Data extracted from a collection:

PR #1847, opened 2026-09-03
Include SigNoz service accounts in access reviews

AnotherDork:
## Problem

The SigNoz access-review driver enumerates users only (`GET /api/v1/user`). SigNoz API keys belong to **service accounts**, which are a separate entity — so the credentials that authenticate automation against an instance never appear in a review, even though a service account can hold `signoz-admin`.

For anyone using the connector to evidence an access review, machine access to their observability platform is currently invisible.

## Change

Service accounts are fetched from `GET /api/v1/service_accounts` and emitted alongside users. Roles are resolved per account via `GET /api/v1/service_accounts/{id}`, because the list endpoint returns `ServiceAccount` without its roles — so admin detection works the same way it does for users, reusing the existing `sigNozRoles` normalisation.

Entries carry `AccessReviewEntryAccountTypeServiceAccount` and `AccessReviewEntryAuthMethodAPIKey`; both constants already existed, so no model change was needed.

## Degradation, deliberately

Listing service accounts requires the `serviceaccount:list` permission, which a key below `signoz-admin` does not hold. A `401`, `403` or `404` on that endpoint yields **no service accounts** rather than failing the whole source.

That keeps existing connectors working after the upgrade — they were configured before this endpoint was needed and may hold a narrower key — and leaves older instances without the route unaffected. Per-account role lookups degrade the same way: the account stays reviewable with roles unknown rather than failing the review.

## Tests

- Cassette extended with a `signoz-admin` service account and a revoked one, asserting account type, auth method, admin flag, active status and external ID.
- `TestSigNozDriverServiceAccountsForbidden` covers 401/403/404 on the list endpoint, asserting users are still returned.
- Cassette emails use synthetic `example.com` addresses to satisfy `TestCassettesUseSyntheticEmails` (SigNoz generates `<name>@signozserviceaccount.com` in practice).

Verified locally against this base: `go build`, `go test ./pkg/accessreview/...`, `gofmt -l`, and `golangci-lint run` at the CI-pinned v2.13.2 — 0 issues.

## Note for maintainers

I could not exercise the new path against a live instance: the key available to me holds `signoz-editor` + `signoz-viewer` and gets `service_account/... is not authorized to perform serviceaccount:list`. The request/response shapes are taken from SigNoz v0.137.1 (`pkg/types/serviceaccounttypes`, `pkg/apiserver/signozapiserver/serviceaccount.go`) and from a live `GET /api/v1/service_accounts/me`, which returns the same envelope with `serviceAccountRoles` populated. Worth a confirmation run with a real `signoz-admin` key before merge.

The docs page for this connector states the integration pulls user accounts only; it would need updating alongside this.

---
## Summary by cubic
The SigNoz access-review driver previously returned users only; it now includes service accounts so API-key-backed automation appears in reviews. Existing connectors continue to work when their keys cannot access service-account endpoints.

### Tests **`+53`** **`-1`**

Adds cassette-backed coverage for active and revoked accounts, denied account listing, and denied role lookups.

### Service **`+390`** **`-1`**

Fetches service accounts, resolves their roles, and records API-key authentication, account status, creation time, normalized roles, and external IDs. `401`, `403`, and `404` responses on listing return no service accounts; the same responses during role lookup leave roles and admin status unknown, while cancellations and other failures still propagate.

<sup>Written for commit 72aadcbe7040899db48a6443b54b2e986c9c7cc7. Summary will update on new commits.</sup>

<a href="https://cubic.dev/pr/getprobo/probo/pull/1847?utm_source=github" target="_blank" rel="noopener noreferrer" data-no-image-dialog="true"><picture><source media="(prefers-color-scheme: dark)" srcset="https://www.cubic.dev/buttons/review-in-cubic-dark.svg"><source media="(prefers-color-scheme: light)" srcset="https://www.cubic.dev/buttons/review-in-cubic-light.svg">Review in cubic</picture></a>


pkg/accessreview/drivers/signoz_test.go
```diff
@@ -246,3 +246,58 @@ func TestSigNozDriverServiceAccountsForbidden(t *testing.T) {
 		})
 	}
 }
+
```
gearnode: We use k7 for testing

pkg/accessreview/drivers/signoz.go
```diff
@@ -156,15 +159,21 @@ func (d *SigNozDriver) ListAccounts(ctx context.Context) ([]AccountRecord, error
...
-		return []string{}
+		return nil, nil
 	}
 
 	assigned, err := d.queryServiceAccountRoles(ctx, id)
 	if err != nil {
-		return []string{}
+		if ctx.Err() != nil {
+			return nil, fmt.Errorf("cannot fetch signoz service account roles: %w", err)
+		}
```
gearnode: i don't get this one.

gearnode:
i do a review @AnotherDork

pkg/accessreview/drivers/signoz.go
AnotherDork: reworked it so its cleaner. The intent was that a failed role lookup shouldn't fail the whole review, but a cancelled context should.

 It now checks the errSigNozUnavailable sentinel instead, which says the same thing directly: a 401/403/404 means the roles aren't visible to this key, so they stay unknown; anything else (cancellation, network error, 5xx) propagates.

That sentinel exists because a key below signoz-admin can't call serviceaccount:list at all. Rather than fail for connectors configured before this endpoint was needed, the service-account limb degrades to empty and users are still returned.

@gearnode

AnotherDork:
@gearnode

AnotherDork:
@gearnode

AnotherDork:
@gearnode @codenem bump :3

* * *

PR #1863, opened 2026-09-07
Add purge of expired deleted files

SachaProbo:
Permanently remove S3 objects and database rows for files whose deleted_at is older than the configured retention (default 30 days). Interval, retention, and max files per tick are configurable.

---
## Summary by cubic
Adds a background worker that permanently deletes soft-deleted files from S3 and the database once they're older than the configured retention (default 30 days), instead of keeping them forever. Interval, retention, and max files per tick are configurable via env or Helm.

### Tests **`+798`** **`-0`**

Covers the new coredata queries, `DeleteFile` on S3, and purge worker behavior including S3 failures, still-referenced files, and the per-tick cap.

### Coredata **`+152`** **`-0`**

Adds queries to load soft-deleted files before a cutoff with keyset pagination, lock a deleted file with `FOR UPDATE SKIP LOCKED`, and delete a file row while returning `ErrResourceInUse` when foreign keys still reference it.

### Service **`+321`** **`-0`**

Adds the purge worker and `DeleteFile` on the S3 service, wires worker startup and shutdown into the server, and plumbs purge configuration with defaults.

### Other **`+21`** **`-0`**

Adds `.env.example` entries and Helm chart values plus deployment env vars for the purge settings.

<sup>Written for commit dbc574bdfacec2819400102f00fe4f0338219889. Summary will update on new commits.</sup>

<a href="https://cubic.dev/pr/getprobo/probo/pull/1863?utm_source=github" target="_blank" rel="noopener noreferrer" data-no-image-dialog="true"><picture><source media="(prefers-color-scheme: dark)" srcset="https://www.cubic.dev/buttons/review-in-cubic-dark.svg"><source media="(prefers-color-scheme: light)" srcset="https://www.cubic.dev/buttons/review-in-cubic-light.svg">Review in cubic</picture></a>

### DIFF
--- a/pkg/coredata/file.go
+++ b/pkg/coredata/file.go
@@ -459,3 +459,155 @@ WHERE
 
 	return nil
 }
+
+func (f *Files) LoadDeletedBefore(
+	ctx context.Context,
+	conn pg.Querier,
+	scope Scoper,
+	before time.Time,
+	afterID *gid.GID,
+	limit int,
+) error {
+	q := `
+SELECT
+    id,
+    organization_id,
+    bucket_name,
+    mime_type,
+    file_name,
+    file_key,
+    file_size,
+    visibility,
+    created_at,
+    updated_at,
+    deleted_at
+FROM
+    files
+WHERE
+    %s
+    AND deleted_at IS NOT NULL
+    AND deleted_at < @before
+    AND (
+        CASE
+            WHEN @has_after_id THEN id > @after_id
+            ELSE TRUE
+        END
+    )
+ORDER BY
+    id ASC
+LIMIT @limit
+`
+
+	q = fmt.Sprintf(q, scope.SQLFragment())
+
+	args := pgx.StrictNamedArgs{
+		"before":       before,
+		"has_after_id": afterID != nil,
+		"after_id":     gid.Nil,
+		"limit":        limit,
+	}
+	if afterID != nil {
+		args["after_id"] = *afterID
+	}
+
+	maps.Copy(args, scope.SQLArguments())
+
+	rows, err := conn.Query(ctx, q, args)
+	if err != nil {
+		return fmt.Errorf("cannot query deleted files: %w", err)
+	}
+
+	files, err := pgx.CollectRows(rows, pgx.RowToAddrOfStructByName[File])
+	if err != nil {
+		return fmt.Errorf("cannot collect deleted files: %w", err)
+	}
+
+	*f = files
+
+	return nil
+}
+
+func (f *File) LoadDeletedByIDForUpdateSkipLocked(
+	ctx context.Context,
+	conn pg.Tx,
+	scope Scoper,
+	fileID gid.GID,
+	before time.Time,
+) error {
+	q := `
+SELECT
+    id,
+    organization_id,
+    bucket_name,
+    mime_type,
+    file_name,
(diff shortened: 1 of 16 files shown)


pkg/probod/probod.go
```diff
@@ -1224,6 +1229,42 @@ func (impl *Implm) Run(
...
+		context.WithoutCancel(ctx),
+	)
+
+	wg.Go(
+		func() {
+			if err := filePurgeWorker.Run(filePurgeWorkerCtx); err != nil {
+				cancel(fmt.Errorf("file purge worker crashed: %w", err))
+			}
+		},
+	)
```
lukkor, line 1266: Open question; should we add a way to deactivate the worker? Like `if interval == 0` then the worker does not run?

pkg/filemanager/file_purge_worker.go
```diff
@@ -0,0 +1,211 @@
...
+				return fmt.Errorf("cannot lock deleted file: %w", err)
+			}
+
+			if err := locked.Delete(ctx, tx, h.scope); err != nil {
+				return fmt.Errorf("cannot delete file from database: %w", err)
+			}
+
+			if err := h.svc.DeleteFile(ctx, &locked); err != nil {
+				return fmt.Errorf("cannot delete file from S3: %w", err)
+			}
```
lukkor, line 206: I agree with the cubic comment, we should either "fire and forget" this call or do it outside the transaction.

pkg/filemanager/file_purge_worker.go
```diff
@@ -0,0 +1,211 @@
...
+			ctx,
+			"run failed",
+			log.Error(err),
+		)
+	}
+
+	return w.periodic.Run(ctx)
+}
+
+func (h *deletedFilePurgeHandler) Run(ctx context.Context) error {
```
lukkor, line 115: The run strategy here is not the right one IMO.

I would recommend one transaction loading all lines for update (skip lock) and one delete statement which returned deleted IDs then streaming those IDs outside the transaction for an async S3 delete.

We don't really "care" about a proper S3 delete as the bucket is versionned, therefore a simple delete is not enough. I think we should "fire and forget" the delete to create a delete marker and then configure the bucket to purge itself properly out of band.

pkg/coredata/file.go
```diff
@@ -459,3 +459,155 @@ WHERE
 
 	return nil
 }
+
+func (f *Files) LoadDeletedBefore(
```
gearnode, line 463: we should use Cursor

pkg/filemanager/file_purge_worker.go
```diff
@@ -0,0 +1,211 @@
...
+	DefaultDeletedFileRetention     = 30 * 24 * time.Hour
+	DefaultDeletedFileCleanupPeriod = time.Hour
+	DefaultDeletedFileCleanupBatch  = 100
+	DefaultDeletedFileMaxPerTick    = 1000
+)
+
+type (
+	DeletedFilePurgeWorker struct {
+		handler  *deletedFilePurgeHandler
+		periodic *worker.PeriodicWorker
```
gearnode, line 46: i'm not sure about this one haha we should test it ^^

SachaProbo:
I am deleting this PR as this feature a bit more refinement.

▶ **Task instructions**: Retrieve each line of the data in which the word "status" can be found.

▶ **Exercise output**:
- Cassette extended with a `signoz-admin` service account and a revoked one, asserting account type, auth method, admin flag, active status and external ID.
Fetches service accounts, resolves their roles, and records API-key authentication, account status, creation time, normalized roles, and external IDs. `401`, `403`, and `404` responses on listing return no service accounts; the same responses during role lookup leave roles and admin status unknown, while cancellations and other failures still propagate.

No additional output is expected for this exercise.